▸ Activity:
Keeping every line intact, repeat the data word for word.

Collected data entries

PR #1031, opened 2019-10-11
ci: Set cache key to only use yarn.lock checksum

swederik:
We make a lot of changes but don't touch the lockfile on every PR. I don't think we need to include the branch name in the cache key. I'm checking this because the initial Checkout step in the CI process is taking 6 minutes to restore and then reupload the cache, which seems crazy: https://circleci.com/workflow-run/3938d5fd-3c82-4ff1-957e-6a04dd577df7

### DIFF
--- a/.circleci/config.yml
+++ b/.circleci/config.yml
@@ -295,7 +295,7 @@ workflows:
           store_artifacts: false
           working_directory: platform/viewer
           build: yarn run build:e2e
-          start: yarn run test:e2e:dist
+          start: yarn run test:e2e:serve
           wait-on: 'http://localhost:3000'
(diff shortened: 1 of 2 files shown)


.circleci/config.yml
```diff
@@ -90,9 +151,9 @@ jobs:
       - codecov/upload:
           file: '/home/circleci/repo/platform/core/coverage/reports'
           flags: 'core'
-
+      
       # Persist :+1:
-      - persist_to_workspace:
+      - persist_to_workspace: &persist_to_workspace
```
dannyrb: Can probably remove this anchor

▸ Output for this exercise:
PR #1031, opened 2019-10-11
ci: Set cache key to only use yarn.lock checksum

swederik:
We make a lot of changes but don't touch the lockfile on every PR. I don't think we need to include the branch name in the cache key. I'm checking this because the initial Checkout step in the CI process is taking 6 minutes to restore and then reupload the cache, which seems crazy: https://circleci.com/workflow-run/3938d5fd-3c82-4ff1-957e-6a04dd577df7

### DIFF
--- a/.circleci/config.yml
+++ b/.circleci/config.yml
@@ -295,7 +295,7 @@ workflows:
           store_artifacts: false
           working_directory: platform/viewer
           build: yarn run build:e2e
-          start: yarn run test:e2e:dist
+          start: yarn run test:e2e:serve
           wait-on: 'http://localhost:3000'
(diff shortened: 1 of 2 files shown)


.circleci/config.yml
```diff
@@ -90,9 +151,9 @@ jobs:
       - codecov/upload:
           file: '/home/circleci/repo/platform/core/coverage/reports'
           flags: 'core'
-
+      
       # Persist :+1:
-      - persist_to_workspace:
+      - persist_to_workspace: &persist_to_workspace
```
dannyrb: Can probably remove this anchor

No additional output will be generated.